For the records below, give the number of lines in which "zero" appears, and add nothing else.

(Beginning of Given records)

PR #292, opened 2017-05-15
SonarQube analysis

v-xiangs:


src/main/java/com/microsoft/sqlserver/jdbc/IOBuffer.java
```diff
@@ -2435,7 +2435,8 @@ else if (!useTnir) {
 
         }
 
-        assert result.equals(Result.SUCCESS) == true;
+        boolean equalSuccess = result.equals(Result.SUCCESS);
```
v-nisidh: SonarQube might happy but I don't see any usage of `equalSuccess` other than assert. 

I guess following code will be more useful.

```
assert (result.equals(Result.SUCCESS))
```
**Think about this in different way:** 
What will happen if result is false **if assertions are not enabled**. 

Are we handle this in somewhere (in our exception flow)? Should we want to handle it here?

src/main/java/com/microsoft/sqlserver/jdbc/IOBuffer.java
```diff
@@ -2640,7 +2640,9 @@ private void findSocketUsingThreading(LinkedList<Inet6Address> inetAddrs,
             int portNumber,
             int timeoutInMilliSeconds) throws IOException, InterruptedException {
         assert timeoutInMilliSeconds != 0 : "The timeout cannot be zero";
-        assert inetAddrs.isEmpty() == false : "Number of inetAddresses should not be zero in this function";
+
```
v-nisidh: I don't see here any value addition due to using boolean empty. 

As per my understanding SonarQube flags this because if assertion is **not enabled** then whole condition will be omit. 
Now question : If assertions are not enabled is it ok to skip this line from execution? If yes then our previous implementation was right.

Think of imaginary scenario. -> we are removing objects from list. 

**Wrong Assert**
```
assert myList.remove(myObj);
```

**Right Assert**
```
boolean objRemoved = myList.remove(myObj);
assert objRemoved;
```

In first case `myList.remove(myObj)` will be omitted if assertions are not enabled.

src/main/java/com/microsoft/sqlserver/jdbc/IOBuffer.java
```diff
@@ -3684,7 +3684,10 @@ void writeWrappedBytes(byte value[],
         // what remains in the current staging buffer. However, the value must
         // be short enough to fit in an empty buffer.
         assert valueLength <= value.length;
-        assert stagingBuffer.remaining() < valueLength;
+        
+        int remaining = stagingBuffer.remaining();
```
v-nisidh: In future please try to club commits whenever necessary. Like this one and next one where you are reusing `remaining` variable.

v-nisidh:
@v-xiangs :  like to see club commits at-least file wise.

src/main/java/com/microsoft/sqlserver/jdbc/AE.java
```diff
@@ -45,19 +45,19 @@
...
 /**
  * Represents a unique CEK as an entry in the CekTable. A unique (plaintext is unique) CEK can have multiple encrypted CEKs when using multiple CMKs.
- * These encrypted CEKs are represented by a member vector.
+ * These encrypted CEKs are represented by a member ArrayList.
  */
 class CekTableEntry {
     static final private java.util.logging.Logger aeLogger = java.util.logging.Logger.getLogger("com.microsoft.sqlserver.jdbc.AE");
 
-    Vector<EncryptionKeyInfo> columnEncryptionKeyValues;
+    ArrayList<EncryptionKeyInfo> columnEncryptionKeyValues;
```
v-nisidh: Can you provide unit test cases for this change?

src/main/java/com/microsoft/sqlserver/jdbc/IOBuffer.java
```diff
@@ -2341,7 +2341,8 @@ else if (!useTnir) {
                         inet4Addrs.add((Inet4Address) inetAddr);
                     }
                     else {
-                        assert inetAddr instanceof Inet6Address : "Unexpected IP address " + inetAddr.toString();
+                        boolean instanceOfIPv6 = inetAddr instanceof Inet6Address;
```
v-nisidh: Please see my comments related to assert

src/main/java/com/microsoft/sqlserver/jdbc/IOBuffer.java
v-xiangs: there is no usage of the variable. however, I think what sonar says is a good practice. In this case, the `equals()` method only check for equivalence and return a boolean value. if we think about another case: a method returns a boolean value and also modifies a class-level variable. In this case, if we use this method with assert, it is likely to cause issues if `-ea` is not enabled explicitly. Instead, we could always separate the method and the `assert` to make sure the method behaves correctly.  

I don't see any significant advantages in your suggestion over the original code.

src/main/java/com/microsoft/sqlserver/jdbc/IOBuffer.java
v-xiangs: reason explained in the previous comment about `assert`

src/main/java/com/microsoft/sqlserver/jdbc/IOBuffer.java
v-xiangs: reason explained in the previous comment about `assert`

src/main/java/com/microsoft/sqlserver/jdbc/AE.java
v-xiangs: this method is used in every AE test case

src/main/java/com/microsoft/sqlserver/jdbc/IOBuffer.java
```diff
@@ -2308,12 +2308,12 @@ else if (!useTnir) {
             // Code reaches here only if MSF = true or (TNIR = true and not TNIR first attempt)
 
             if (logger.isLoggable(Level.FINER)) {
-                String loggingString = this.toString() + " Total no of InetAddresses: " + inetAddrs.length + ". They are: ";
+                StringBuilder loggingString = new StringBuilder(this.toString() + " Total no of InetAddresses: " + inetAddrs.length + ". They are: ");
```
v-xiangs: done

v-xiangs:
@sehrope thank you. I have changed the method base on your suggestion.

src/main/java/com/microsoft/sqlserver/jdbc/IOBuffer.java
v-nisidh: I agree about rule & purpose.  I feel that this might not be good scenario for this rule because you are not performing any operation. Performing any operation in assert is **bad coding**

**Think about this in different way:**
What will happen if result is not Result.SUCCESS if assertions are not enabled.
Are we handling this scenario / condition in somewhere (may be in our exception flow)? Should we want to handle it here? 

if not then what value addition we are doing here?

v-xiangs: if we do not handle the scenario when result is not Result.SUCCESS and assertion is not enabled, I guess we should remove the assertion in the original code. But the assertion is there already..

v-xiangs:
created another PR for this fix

(End of Given records)

> Task answer:
2